TASK DESCRIPTION:
Your task is to repeat the entries exactly from their first line through the line with "PR #161, opened 2014-07-02", and to stop there.

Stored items
:::::

PR #160, opened 2014-07-01
Quick Start Guide

ghost:
This change adds a new 'Quick Start' guide. The goal of this guide is to provide a succinct (but limited) walk-through on getting a 'full stack' of Puppet, Hiera, and r10k up and running in about 30 minutes.


adrienthebo:
Thanks!

PR #161, opened 2014-07-02
Deployments fail where a branch has \W in the git branch name

fiddyspence:
Where an r10k git repo uses branches where the name is a version, e.g. 1.2.3 a deployment will fail in `task/deployment.rb` because the `env.dirname` has been sanitised but the branchname which is later used to match is not.  This patch is the simple case of following the gsub performed elsewhere but in a private method.

### DIFF
--- a/lib/r10k/task/deployment.rb
+++ b/lib/r10k/task/deployment.rb
@@ -23,8 +23,14 @@ module Deployment
         # while this should be optimized that optimization can wait a while.
         names.each do |env_name|
 
+          # Elsewhere, we sanitise the env.dirname to sub any \W to _
+          # For this to match here (a single environment deploy where the 
+          # branch name has \W we need to sanitise the branch name to match
+
+          safe_branch_name = env_name.gsub(/\W/,'_')
+
           matching = all_environments.select do |env|
-            env.dirname == env_name
+            env.dirname == safe_branch_name
           end
 
           if matching.empty?


adrienthebo:
Compatibility is hard. :( My motivation for changing this was that the branch name normalization was not guaranteed, but people could be expected to know the branch that they created. Is this just for compatibility reasons or is it easier to use the normalized branch name? If a single environment is updated, should we try to update both the normalized and non-normalized name?

fiddyspence:
It's because it doesn't work if the branch name is 1.5.6 though - one part of the thing is normalized - the dirname => 1_5_6 but the branch name is still 1.5.6.

1.5.6 != 1_5_6 so no deploy:

```
pcpuppetjenkins:/build # /usr/bin/r10k deploy environment 1.5.6 -c /var/lib/jenkins/jobs/validate_specific_component/workspace/foocomponent/r10k.yaml
Faraday: you may want to install system_timer for reliable timeouts
[r10k - WARN] Calling `r10k --config <action>` as a global option is deprecated; use r10k <action> --config
[R10K::Source::Git - WARN] Environment "1.5.6" contained non-word characters, correcting name to 1_5_6
[R10K::Task::Deployment::DeployEnvironments - WARN] Environment 1.5.6 not found in any source
```

To be fair, it's a bit cheeky asking it to deploy an environment with an illegal name in the first place (but I'm not really deploying the thing to an environment right now).  Maybe I need to librarian instead.

adrienthebo:
My concern is that the old approach to deploying a specific environment meant that users needed to know exactly how r10k normalizes branch names. Is this a reasonable thing to assume?

fiddyspence:
The thing is whether or not a single environment deploy works, a user still needs to understand that when deploying _all_ environments where the branch name contains \W there's a normalisation happening.  The warning output I personally think is sufficient to do this:

```
spenceware:r10k fids$ git branch
 1.5.6
  my/shiny/new/feature
  my_new_env
  production`

[R10K::Source::Git - WARN] Environment "1.5.6" contained non-word characters, correcting name to 1_5_6
[R10K::Source::Git - WARN] Environment "my/shiny/new/feature" contained non-word characters, correcting name to my_shiny_new_feature

pcpuppetjenkins:/var/lib/jenkins/jobs/validate_specific_component/workspace/foocomponent/deploy # ls -l
total 16
drwxr-xr-x 5 root root 4096 Jul  3 09:06 1_5_6
drwxr-xr-x 5 root root 4096 Jul  3 09:07 my_new_env
drwxr-xr-x 5 root root 4096 Jul  3 09:07 my_shiny_new_feature
drwxr-xr-x 5 root root 4096 Jul  3 09:08 production
```

This patch just makes it possible to deploy a single environment with \W in the branch name - it doesn't change the need for the user to understand any of the use cases of the tool anywhere else.

adrienthebo:
Alright, sounds good. Could you rebase this into a single commit and reference the PR number in the commit? It'll make it easier when I write up release notes.

adrienthebo:
Merged into master in b4ef4f6, this should be released in 1.3.1. Thanks for the contribution!

PR #174, opened 2014-07-28
Use non-blocking read on subprocess stderr

### LINKED ISSUE #169: read on stderr hanging for git ssh operations with ControlPersist
When using ssh with ControlMaster/ControlPersist, while the ssh client double forks to open the master process, the new child retains the old stderr fd.  This causes r10k to hang on git commands that use ssh here:
https://github.com/adrienthebo/r10k/blob/master/lib/r10k/util/subprocess/posix/runner.rb#L42

The stderr read hangs until the ssh master session is killed or the timeout is reached if ControlPersist is set to a number.  This obviously defeats any benefit to using this optimization.  I have re-opened a bug with openssh about this behavior:
https://bugzilla.mindrot.org/show_bug.cgi?id=1988

For the time being, I have worked around the issue by using the GIT_SSH environment variable pointing to a ssh wrapper script that does a 2>/dev/null.  This is extremely clunky, but bypasses the issue.

I'm not sure if there is anything that can be done on the r10k subprocess management side that isn't a huge hack, but I thought it was worth logging this issue anyway.

jeremy-asher:
Here's a proposed fix using non-blocking reads to resolve #169.  I'm not sure if this is the cleanest solution as it does add some complexity to the normal subprocess code.  Let me know what you think.

### DIFF
--- a/lib/r10k/util/subprocess/posix/runner.rb
+++ b/lib/r10k/util/subprocess/posix/runner.rb
@@ -39,7 +39,11 @@ class R10K::Util::Subprocess::POSIX::Runner < R10K::Util::Subprocess::Runner
     end
 
     stdout = @stdout_r.read
-    stderr = @stderr_r.read
+    # Use non-blocking read for stderr_r to work around an issue with OpenSSH
+    # ControlPersist: https://bugzilla.mindrot.org/show_bug.cgi?id=1988
+    # Blocking should not occur in any other case since the process that was
+    # attached to the pipe has already terminated.
+    stderr = read_nonblock(@stderr_r)
 
     @result = R10K::Util::Subprocess::Result.new(@argv, stdout, stderr, @status.exitstatus)
   end
@@ -109,5 +113,20 @@ class R10K::Util::Subprocess::POSIX::Runner < R10K::Util::Subprocess::Runner
 
     @io.stdout = @stdout_w
     @io.stderr = @stderr_w
+  end
+
+  # Perform non-blocking reads on a pipe that could still be open
+  # Give up on reaching EOF or blocking and return what was read
+  def read_nonblock(rd_io)
+    data = ''
+    begin
+      # Loop until EOF or blocking
+      loop do
+          # do an 8k non-blocking read and append the result
+          data << rd_io.read_nonblock(8192)
+      end
+    rescue EOFError, Errno::EAGAIN, Errno::EWOULDBLOCK
+    end
+    data
   end
 end


lib/r10k/util/subprocess/posix/runner.rb
```diff
@@ -110,4 +114,19 @@ def attach_pipes
...
+  # Give up if blocking would occur and return an empty string
+  def read_nonblock(rd_io)
+    data = ''
+    begin
+      # Try an 8k non-blocking read
+      data << rd_io.read_nonblock(8192)
+      # Read the rest
+      data << rd_io.read
+    rescue EOFError
+    rescue Errno::EAGAIN, Errno::EWOULDBLOCK
```
jeremy-asher: This should probably be IO::WaitReadable

jeremy-asher:
I dug around for a while, but this seems to be the only reasonable solution with r10k's subprocess framework.  I'm not happy with needing the exception handling, but this style may be required in Ruby.  I'll do a little more cleaning up first if you think this makes sense.

lib/r10k/util/subprocess/posix/runner.rb
```diff
@@ -110,4 +114,19 @@ def attach_pipes
...
     @io.stderr = @stderr_w
   end
+
+  # Perform a non-blocking read on a pipe that could still be open
+  # Give up if blocking would occur and return an empty string
+  def read_nonblock(rd_io)
+    data = ''
+    begin
+      # Try an 8k non-blocking read
+      data << rd_io.read_nonblock(8192)
```
adrienthebo: If I'm reading this correctly, this assumes that if we can read the first 8k of the stream, then we can read the rest of the stream without blocking. Is this a safe assumption? If the pipe has 9k of data and we try this, will we still hang?

adrienthebo:
Is this issue triggered the first time we launch a process that uses SSH ControlPersist, or does this happen for every invocation of Git/SSH that we run?

lib/r10k/util/subprocess/posix/runner.rb
jeremy-asher: Good point.  This wouldn't necessarily work in all cases.  In my testing there was never anything in stderr when the ssh master was running during a git fetch, but that wouldn't always be the case.  I was tempted to make this read much bigger, but I couldn't find a good safe constant to set it to.  I settled on 8k since that was one of the default read sizes in the Ruby io code, but it was somewhat arbitrary.

jeremy-asher:
This happens for every git fetch using ssh during the invocation of r10k that started the master session, so if the ControlPersist is set to 10 seconds, there will be a 10 second wait after each fetch.  If a previously started ssh master session is running (possibly due to a long timeout), the next invocation of r10k will use it without blocking at all since the child processes will not be sharing stderr with the previously started master session.  This makes the problem a little harder to spot in some cases.

lib/r10k/util/subprocess/posix/runner.rb
jeremy-asher: The reason I used the read at all was because the read function in Ruby handles reading until EOF and a few other things automatically.  I suppose the best solution is to loop, doing read_nonblock with some size until EOF is reached.

adrienthebo: I'm nervous about only doing a nonblocking read for the first 8 kilobytes; if you can rework this to do nonblocking reads for the entire contents of the pipe I'll accept it.

jeremy-asher: I'll definitely fix that.  Do you think 8k reads make sense?

adrienthebo: We really don't have any guarantees about the contents of the pipe, so as long as we can read in a nonblocking manner till EOF 8k is probably as good as any other value We can always optimize later if need be.

jeremy-asher: Okay.  I'll work on that update when I get some time.  I will also look into creating some new tests for stderr output.

jeremy-asher:
I've updated this PR with a non-blocking read loop.  Let me know what you think.

jeremy-asher:
Actually, looks like the exceptions I changed aren't available in Ruby 1.8.7.  I'll revert that change...

jeremy-asher:
Okay, fixed the exceptions for 1.8.7.

jeremy-asher:
Made a little test program for the hell of it:

``` c
#include <stdio.h>
#include <unistd.h>

int main(int argc, const char* argv[]) {
    // 11 char test string
    char numstr[] = "0123456789-";
    int i, j;
    // print 106 lines of 78 chars (> 8192) to stderr
    for (i=0; i<116; i++) {
        for (j=0; j<7; j++) {
            fprintf(stderr, numstr);
        }
        fprintf(stderr, "\n");
    }
    // print test string in the second block of 8192
    fprintf(stderr, "test\n");
    // fork and daemonize, but leave stderr open
    int pid = fork();
    if (pid == 0) {
        daemon(0, 1);
        close(0);
        close(1);
        sleep(10);
    }
    return 0;
}
```

``` ruby
#!/usr/bin/env ruby
require 'r10k'
require 'r10k/util/subprocess'
proc = R10K::Util::Subprocess.new(['./daemon-test'])
result = proc.execute
exit(result.stderr.end_with? "test\n")
```

This will test to make sure stderr is being read.  It will hang for the 10 second sleep without this patch.

jeremy-asher:
Looks like there's an FD leak in Ruby 1.8.7 exec calls that's affecting r10k and this issue.  I'll open another PR with the fix for that.  See here: https://bugs.ruby-lang.org/issues/5041.

lib/r10k/util/subprocess/posix/runner.rb
```diff
@@ -110,4 +114,20 @@ def attach_pipes
...
     @io.stderr = @stderr_w
   end
+
+  # Perform non-blocking reads on a pipe that could still be open
+  # Give up on reaching EOF or blocking and return what was read
+  def read_nonblock(rd_io)
+    data = ''
+    begin
+      # Loop until EOF or blocking
+      while
```
adrienthebo: Ruby has the `loop` method that we can use to do something until specifically breaking, I would prefer to use that rather than a condition-less while.

lib/r10k/util/subprocess/posix/runner.rb
```diff
@@ -110,4 +114,20 @@ def attach_pipes
...
+          # do an 8k non-blocking read and append the result
+          data << rd_io.read_nonblock(8192)
+      end
+    rescue EOFError
```
adrienthebo: All of these errors can be on a single line.

jeremy-asher:
Okay, threw in those changes in.

adrienthebo:
Thanks for taking the time to track down and solve this!

PR #556, opened 2016-01-12
(RK-190) Implement basic env_map resolution functions

scotje:
This adds the ability to resolve environment maps containing git and Forge sourced module declarations.

Still needs unit testing and there are some bits that will need to be adjusted to work with the jgit provider, but the basic resolution logic is all in place.

### DIFF
--- a/lib/r10k/api.rb
+++ b/lib/r10k/api.rb
@@ -6,6 +6,9 @@ require 'r10k/git'
 require 'r10k/svn/remote'
 require 'r10k/puppetfile'
 
+require 'puppet_forge'
+require 'semantic_puppet'
+
 module R10K
   # A low-level interface for triggering r10k operations.
   #
@@ -24,6 +27,17 @@ module R10K
   #
   module API
     extend R10K::Logging
+
+    class UnresolvableError < StandardError
+      def initialize(message, modules=nil)
+        if modules && modules.respond_to?(:each)
+          modules.each { |m| message << "\n#{m[:name]} could not be resolved: #{m[:error].message}" }
+        end
+
+        super(message)
+      end
+    end
+
 
     # TODO: split functions up into submodules and extend those instead?
     # Everything that follows is a module_function until we get to some privates at the end.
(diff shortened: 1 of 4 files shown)


lib/r10k/api.rb
```diff
@@ -25,6 +28,9 @@ module R10K
   module API
     extend R10K::Logging
 
+    class UnresolvableError < StandardError; end
```
scotje: this needs to be fleshed out a bit to support the way I'm actually using it below

lib/r10k/api/git.rb
```diff
@@ -17,7 +19,13 @@ def clean(opts={})
...
 
       def rev_parse(rev, opts={})
-        provider.rev_parse(rev, opts)
+        result = provider.rev_parse(rev, opts)
+
+        if result.success?
+          return result.stdout.strip
+        else
+          raise CommandFailedError.new(result.stderr)
+        end
```
scotje, line 28: This is the part that is not going to work with the jgit provider. Need to sit down and decide how we want to standardize the return values from the various providers.

lib/r10k/api.rb
```diff
@@ -211,8 +243,74 @@ def resolve_environment(env_map)
...
     # @return [Hash] A copy of env_map with a new :resolved_version key/value pair added for the specified module.
-    def resolve_module(module_name, env_map)
+    # @raise [RuntimeError, R10K::API::UnresolvableError] Something bad happened.
+    def resolve_module(module_name, env_map, opts={})
+      mod_found = false
+
+      env_map[:modules].map! do |mod|
+        if mod[:name] == module_name
+          case mod[:type].to_sym
+          when :git
```
adreyer, line 264: nitpick... these seem big enough to break into their own methods

scotje, line 264: yes, I reached that conclusion as well :) I'll try to get that done in the morning once I've got the unit tests written

lib/r10k/api.rb
```diff
@@ -211,8 +243,74 @@ def resolve_environment(env_map)
...
+            if !opts[:cachedir]
+              raise RuntimeError.new("A value is required for the :cachedir option when resolving module from a git source.")
+            end
+
+            cachedir = cachedir_for_git_remote(mod[:source], opts[:cachedir])
+
+            begin
+              mod[:resolved_version] = git.rev_parse(mod[:version], git_dir: cachedir)
```
adreyer: I wish we wouldn't treat refs as versions... I don't know how feasible that is now

andersonmills:
:+1:

PR #559, opened 2016-01-19
(RK-205) Standardize exception handling between shellgit and rjgit providers.

scotje:


spec/unit/git/rjgit_spec.rb
```diff
@@ -0,0 +1,76 @@
...
+
+    it "raises R10K::Git::GitError with message when unable to resolve ref" do
+      expect(subject).to receive(:resolve_version).with('testref', anything).and_return(nil)
+
+      expect { subject.reset('testref') }.to raise_error(R10K::Git::GitError, /could not resolve/i)
+    end
+
+    it "raises R10K::Git::GitError with message on CheckoutConflictException" do
+      expect(subject).to receive(:resolve_version).with('testref', anything).and_return('testsha')
+      expect(repo_git).to receive(:reset).with('testsha', anything).and_raise(Java::OrgEclipseJgitApiErrors::CheckoutConflictException.new(['/foo/bar'], Java::OrgEclipseJgitErrors::CheckoutConflictException.new('/foo/bar')))
```
scotje, line 29: Oh how I love Java exception hierarchies.

lib/r10k/git/rjgit.rb
```diff
@@ -41,7 +66,6 @@ def self.resolve_version(ver, opts = {})
         repo = opts[:repo] || ::RJGit::Repo.new(opts[:git_dir], is_bare: true)
         ref = repo.commits(ver).first
```
andersonmills: Does this need protection in case commits(ver) returns nil?

spec/unit/git/rjgit_spec.rb
```diff
@@ -0,0 +1,76 @@
...
+      expect(subject.clean()).to eq(true)
+    end
+
+    it "raises R10K::Git::GitError with message on NoWorkTreeException" do
+      expect(repo).to receive(:clean).and_raise(Java::OrgEclipseJgitErrors::NoWorkTreeException.new)
+
+      expect { subject.clean() }.to raise_error(R10K::Git::GitError, /neither a working tree.*nor an index/i)
+    end
+
+    it "supports opts[:excludes]" do
```
andersonmills, line 55: I thought we were going to try to rewrite to avoid the need for this?

lib/r10k/git/rjgit.rb
scotje: In most cases it looks like it will return an empty array but it will return nil if you give it a nil repo so we should probably guard against that.

spec/unit/git/rjgit_spec.rb
scotje, line 55: We are (in fact, turns out it's actually already unnecessary for the `.r10k-deploy.json`), it seems fairly harmless to have it plumbed in even if not implemented but I'm happy to just tear everything out if you would prefer.

lib/r10k/git/rjgit.rb
andersonmills: I think that seems totally reasonable to add on this PR.

spec/unit/git/rjgit_spec.rb
andersonmills, line 55: Meh. Feels weird to have you tear it out and feels weird for it to be in. I don't have a strong preference, but was surprised to see it pending since it's not really.

scotje, line 55: If we get to the end and have no forseeable application/need for it, we can take it out.

andersonmills:
:+1: All the way!

PR #560, opened 2016-01-20
(RK-195) Serialize resolved env-map to disk after deploy

scotje:
Also converts the .blob_at functionality to be portable across providers.

### DIFF
--- a/lib/r10k/git/rjgit.rb
+++ b/lib/r10k/git/rjgit.rb
@@ -99,6 +99,18 @@ module R10K
         return true
       end
 
+      def blob_at(treeish, path, opts = {})
+        repo = ::RJGit::Repo.new(opts[:git_dir], is_bare: true)
+
+        begin
+          return repo.blob(path, treeish).data
+        rescue Java::OrgEclipseJgitErrors::LargeObjectException,
+               Java::OrgEclipseJgitErrors::MissingObjectException,
+               Java::JavaIO::IOException => e
+          raise R10K::Git::GitError.new(e.message)
+        end
+      end
+
       private
 
       def self.resolve_version(ver, opts = {})
--- a/lib/r10k/git/shellgit.rb
+++ b/lib/r10k/git/shellgit.rb
@@ -89,7 +89,21 @@ module R10K
         result = git(cmd, opts)
 
         if result.success?
-          return result.stdout.strip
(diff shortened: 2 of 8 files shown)


lib/r10k/git/rjgit.rb
```diff
@@ -60,6 +60,13 @@ def rev_parse(ver, opts = {})
         return commit.id
       end
 
+      def blob_at(ver, path, opts = {})
+        repo = ::RJGit::Repo.new(opts[:git_dir], is_bare: true)
```
adreyer, line 103: should we check for this opt what happens otherwise?

adreyer:
I think blob_at should probably require a git_dir since it's unlikely to behave well without one.

scotje:
It seems like #blob_at doesn't behave any worse than anything else when it doesn't get a `:git_dir` so I'm inclined to leave it be for now and address the option validation more comprehensively in a separate ticket.

lib/r10k/git/rjgit.rb
```diff
@@ -60,6 +60,13 @@ def rev_parse(ver, opts = {})
...
+        blob = repo.blob(path, ver)
+
+        return blob.data
```
andersonmills: Do we want to raise an Error on failure as we're doing in the shellgit version of this?

scotje: Yeah, let me dig down and figure out what hideously long exception classes that can raise....

lib/r10k/git/shellgit.rb
```diff
@@ -67,6 +67,20 @@ def rev_parse(rev, opts = {})
...
 
+      def blob_at(treeish, path, opts = {})
+        opts = { raise_on_fail: false }.merge(opts)
+
+        cmd = ["show", "#{treeish}:#{path}"]
+
+        result = git(cmd, opts)
+
+        if result.success?
+          return result.stdout.strip
```
andersonmills: Should the shellgit and rjgit versions of this return the same thing?

andersonmills: Okay, on further inspection, these only differ by an ending newline. stdout gets chomped in subprocess.

andersonmills:
:+1: I believe!

I believe I can fly!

:::::

SOLUTION FOR THIS PROBLEM:
PR #160, opened 2014-07-01
Quick Start Guide

ghost:
This change adds a new 'Quick Start' guide. The goal of this guide is to provide a succinct (but limited) walk-through on getting a 'full stack' of Puppet, Hiera, and r10k up and running in about 30 minutes.


adrienthebo:
Thanks!

PR #161, opened 2014-07-02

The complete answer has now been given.